» WHAT TO PRODUCE:
Please copy the last part of the entries exactly: the line that has "lvyanquan: Hi, @AHeise." and every line up to and including the end, nothing more.

[Stored data entries]
········
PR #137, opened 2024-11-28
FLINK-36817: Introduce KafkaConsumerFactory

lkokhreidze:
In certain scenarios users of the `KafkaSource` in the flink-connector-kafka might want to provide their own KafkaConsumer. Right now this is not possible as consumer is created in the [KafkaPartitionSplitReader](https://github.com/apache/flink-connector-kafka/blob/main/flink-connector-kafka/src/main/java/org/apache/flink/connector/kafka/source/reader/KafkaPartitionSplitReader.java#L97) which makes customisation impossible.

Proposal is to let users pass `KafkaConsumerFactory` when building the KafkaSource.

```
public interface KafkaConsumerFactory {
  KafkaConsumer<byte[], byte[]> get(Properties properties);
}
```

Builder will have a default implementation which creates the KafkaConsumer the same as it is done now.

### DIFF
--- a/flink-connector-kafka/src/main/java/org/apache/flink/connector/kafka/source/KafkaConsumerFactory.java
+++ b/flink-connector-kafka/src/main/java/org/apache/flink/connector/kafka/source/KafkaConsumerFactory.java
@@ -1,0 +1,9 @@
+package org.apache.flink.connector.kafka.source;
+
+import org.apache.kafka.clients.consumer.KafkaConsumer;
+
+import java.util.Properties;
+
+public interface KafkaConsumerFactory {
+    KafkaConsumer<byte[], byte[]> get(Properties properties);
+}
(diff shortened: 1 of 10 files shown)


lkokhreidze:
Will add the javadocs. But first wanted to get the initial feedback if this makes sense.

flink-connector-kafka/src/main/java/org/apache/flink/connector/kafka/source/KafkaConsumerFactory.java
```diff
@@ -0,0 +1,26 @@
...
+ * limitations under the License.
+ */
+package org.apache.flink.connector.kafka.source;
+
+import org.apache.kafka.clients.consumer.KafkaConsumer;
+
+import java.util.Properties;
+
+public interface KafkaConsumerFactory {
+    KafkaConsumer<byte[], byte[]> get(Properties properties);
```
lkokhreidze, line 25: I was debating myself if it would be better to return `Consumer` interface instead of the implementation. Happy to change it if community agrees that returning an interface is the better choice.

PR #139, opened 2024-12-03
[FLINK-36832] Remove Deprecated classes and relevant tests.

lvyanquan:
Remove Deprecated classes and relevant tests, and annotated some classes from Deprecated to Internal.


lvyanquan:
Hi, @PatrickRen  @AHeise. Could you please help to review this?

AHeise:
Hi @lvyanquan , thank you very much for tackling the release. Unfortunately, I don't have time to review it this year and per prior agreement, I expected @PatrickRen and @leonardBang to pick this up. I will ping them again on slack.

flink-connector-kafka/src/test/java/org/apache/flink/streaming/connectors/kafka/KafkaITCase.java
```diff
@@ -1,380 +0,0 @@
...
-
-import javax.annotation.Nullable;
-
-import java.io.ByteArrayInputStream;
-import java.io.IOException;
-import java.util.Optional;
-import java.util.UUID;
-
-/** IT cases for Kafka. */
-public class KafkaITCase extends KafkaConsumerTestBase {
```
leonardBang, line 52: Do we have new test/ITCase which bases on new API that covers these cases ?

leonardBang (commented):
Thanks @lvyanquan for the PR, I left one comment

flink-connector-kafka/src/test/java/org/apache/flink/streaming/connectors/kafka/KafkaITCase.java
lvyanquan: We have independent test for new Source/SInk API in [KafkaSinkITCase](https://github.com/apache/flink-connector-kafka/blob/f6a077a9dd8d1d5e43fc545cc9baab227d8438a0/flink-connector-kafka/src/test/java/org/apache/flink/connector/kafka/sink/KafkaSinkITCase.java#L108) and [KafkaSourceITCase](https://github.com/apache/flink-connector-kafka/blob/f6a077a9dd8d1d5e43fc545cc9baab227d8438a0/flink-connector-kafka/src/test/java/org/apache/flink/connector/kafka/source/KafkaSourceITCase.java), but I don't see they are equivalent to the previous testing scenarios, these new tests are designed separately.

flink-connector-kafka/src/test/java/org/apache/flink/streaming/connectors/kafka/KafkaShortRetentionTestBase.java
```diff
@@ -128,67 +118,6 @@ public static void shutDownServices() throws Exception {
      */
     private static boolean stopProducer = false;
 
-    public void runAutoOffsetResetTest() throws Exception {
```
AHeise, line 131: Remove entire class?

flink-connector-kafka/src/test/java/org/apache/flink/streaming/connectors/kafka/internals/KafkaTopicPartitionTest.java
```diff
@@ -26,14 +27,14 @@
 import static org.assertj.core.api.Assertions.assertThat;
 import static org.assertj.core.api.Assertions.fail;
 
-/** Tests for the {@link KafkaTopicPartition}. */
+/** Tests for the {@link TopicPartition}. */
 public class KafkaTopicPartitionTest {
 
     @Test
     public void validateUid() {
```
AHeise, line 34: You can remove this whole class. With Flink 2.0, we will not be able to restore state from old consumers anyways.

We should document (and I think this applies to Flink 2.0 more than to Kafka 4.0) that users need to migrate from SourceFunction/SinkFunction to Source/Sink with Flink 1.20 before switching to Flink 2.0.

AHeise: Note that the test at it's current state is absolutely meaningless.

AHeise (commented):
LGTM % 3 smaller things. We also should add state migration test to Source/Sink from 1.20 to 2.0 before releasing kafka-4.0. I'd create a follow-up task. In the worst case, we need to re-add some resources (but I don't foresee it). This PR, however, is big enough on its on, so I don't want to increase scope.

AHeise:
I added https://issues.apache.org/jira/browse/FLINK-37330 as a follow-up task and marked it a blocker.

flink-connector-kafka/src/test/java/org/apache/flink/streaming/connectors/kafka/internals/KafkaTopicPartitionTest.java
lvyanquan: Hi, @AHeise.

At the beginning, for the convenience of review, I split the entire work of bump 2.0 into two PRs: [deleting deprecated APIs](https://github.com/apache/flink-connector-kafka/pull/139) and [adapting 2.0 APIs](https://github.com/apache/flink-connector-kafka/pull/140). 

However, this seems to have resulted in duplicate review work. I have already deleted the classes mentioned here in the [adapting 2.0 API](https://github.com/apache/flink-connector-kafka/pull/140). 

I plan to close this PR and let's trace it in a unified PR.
········
» ANSWER SECTION:
lvyanquan: Hi, @AHeise.

At the beginning, for the convenience of review, I split the entire work of bump 2.0 into two PRs: [deleting deprecated APIs](https://github.com/apache/flink-connector-kafka/pull/139) and [adapting 2.0 APIs](https://github.com/apache/flink-connector-kafka/pull/140). 

However, this seems to have resulted in duplicate review work. I have already deleted the classes mentioned here in the [adapting 2.0 API](https://github.com/apache/flink-connector-kafka/pull/140). 

I plan to close this PR and let's trace it in a unified PR.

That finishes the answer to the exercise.